RISK MITIGATION AND ENSURING SERVICE DELIVERY

The various challenges faced by cardiology practice invite the need for risk mitigating strategies to promote staff and patient safety, and to maintain delivery of essential services. Risk mitigating strategies include early screening and risk stratification, clear workflows, personal protection and staff segregation. High index of suspicion and enhanced surveillance are required to identify cases early (especially in those who present atypically) and for right siting. Patients with underlying cardiovascular conditions may need to be prioritised for treatment due to the higher risk of adverse outcomes. Particular care has to be taken in patients who require critical care interventions and aerosolising procedures, as misdiagnosis can have serious implications. In addition, strict adherence to guidelines for personal protection equipment and hand washing is required to prevent staff exposure and nosocomial spread. Staff segregation also ensures redundancy in case of sickness or quarantine.

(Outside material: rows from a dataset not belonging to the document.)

PR #110, opened 2026-02-15
Fix: use Setsid instead of Setpgid to prevent terminal signal hang

paskal:
## Summary

Claude CLI processes spawned by ralphex get stopped (state T) and hang indefinitely on macOS when running from a terminal. The hang is 100% reproducible since v0.4.0 and affects all tested Claude CLI versions (v2.1.30–v2.1.42).

## Root cause

`Setpgid: true` in `setupProcessGroup()` creates a new process group within the **same session**, so the child inherits the controlling terminal. The child's process group becomes a "background process group" from the terminal's perspective, which means **any** subprocess that Claude spawns—shell commands via the Bash tool, language servers (gopls), environment snapshots (zsh)—will receive SIGTTIN/SIGTTOU signals from the kernel when it attempts terminal I/O. This stops the entire process group, hanging ralphex indefinitely.

The issue affects anything Claude's subprocess tree does that touches the terminal; it's not limited to specific child processes.

## Process tree during the hang

Every observed hang looked like this—Claude and all its children in T (stopped) state, same PGID:

```
  PID  PPID  PGID STAT COMMAND
78401     1 78401 S+   ralphex --max-iterations 50 docs/plans/...
78425 78401 78425 T    claude --dangerously-skip-permissions --output-format stream-json ...
78429 78425 78425 T    gopls
78534 78425 78425 T    /bin/zsh -c -l SNAPSHOT_FILE=... source ~/.zshrc < /dev/null ...
```

File descriptors of the stuck Claude process:
```
fd 0: /dev/null (read)
fd 1: PIPE -> ralphex (stdout)
fd 2: PIPE -> ralphex (stderr merged)
fd 9,11-14: TCP ESTABLISHED -> api.anthropic.com:443
```

The zsh shell snapshot process is what triggers SIGTTIN—it runs as a login shell (`-l`) and while `< /dev/null` redirects stdin, the shell initialisation may still probe the terminal before the redirect takes effect. Once any process in the group gets stopped, the entire PGID is affected.

## Fix

Switch from `Setpgid: true` to `Setsid: true`. This creates a new **session**, fully detaching the child from the controlling terminal. No descendant can trigger SIGTTIN/SIGTTOU since there is no controlling terminal in the new session. Process group cleanup via `syscall.Kill(-pid, sig)` still works identically—the child becomes session leader of its own process group, so the negative PID kill targets the same set of processes.

## Cancellation still works

Ctrl+C graceful shutdown works the same before and after the fix:

```
# before (Setpgid)
--- task iteration 1 ---
[26-02-15 09:54:40] I'll start by reading the plan file to understand the work and find the first uncompleted task
[26-02-15 09:54:40] section.
[26-02-15 09:54:43] Now let me also check the progress file for any previous context.

interrupting... (force exit in 5s)
error: runner: task phase: claude execution: context canceled

# after (Setsid)
--- task iteration 2 ---
[26-02-15 11:32:07] I'll start by reading the plan file and the progress file to understand the current state.
[26-02-15 11:32:12] The first uncompleted task section is Task 2: Fix Stripe handlers returning plain text errors. Let me
[26-02-15 11:32:12] read the relevant source files.
[26-02-15 11:32:16] Now I need to understand the `SendErrorJSON` function signature. Let me check it.

interrupting... (force exit in 5s)
error: runner: task phase: claude execution: context canceled
```

## Investigation

Binary search across ralphex versions confirmed the breaking change:

| Version | Setpgid | Result |
|---------|---------|--------|
| v0.3.0  | no      | works  |
| v0.4.0  | yes     | hangs  |
| v0.8.0+ | yes     | hangs  |
| v0.12.0 | yes     | hangs  |

Symptoms observed across 6 consecutive hangs:
- Claude process enters T (stopped) state within minutes
- All children (gopls, zsh) also in T state, same PGID
- JSONL session log ends with `stop_reason: null`—API stream never completes
- TCP connections to Anthropic API remain ESTABLISHED but idle

Shell-level reproduction scripts (including full setsid+pipe+devnull) did **not** reproduce the hang, confirming the issue is specific to Go's `Setpgid` within `SysProcAttr` keeping the child in the parent's session.

### DIFF
--- a/pkg/executor/procgroup_unix.go
+++ b/pkg/executor/procgroup_unix.go
@@ -24,11 +24,14 @@ type processGroupCleanup struct {
 	err  error
 }
 
-// setupProcessGroup configures command to run in its own process group.
-// This allows killing all descendant processes when cleanup is needed.
+// setupProcessGroup configures command to run in its own session and process group.
+// uses Setsid to create a new session, fully detaching the child from the parent's
+// controlling terminal. this prevents SIGTTIN/SIGTTOU signals that stop the child
+// process group when its descendants (e.g. shell, gopls) attempt terminal I/O.
+// the child becomes session leader of its own process group, so killing via -pid still works.
 // Must be called before cmd.Start().
 func setupProcessGroup(cmd *exec.Cmd) {
-	cmd.SysProcAttr = &syscall.SysProcAttr{Setpgid: true}
+	cmd.SysProcAttr = &syscall.SysProcAttr{Setsid: true}
 }
 
 // newProcessGroupCleanup creates a cleanup handler for the given command.


umputun (approved):
lgtm, solid investigation and clean fix.

one minor thing - `procgroup_windows.go:22` still references `Setpgid` in the comment, should mention `Setsid` now (or just say "unix session/process group APIs"). not a blocker.

re Copilot's suggestion to capitalize the comment sentences - ignore it, lowercase is the project convention for non-godoc continuation lines.

PR #111, opened 2026-02-15
feat: add SELinux support for Docker volume mounts

jjdoughnut:
### Summary
Auto-detects **SELinux** via /**sys/fs/selinux/enforce** and appends the **:z** shared label to all Docker bind mounts in **ralphex-dk.sh.** Read-only mounts get **:ro,z.** No-op on non-SELinux systems. Includes mocked tests that exercise both code paths on any platform. 

### Comment
I couldn't start ralphex using ralphex-dk.sh on Fedora 43. I was getting this error:
```
error: open git repo: new git service: open git repository /workspace: fatal: not a git repository (or any parent up to mount point /)
Stopping at filesystem boundary (GIT_DISCOVERY_ACROSS_FILESYSTEM not set).
```
I used ralphex to debug and build the fix. Not sure I like how it split tests to **with** and **without_selinux** prefixes, but I also don't know how to do that better.

### DIFF
--- a/scripts/ralphex-dk.sh
+++ b/scripts/ralphex-dk.sh
@@ -21,6 +21,7 @@ import sys
 import tempfile
 import threading
 import unittest
+import unittest.mock
 from pathlib import Path
 from types import FrameType
 from typing import Optional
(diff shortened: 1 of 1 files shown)


umputun (approved):
lgtm, thx. clean fix for a real problem on SELinux-enabled distros.

`:z` is the right choice (shared label), detection via `/sys/fs/selinux/enforce` is standard, no-op on non-SELinux systems. tests look good.

PR #152, opened 2026-02-24
fix: make web dashboard reachable from host in Docker

### LINKED ISSUE #151: Web dashboard unreachable from host when running in Docker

During an outbreak, technology can be embraced for continued delivery of services. Patients who require essential services should not be denied what is clinically indicated. Vaccination needs to be current and guideline-directed treatment of cardiac illnesses should also be reinforced to ensure that cardiac conditions remain stable. Potential methods to sustain services while reducing the risk of infection include tele-monitoring and video consultation, while online video-conferencing platforms can be used for continuous medical education activities.

CONCLUSION

The SARS outbreak caught Singapore unawares, and we lost a few of our own in that battle. The level of preparedness since then has been considerable.(11,12) While COVID-19 poses various challenges to cardiology practice and service delivery, with careful planning, use of technology and adherence to established infection control strategies, we hope to soon overcome this pandemic.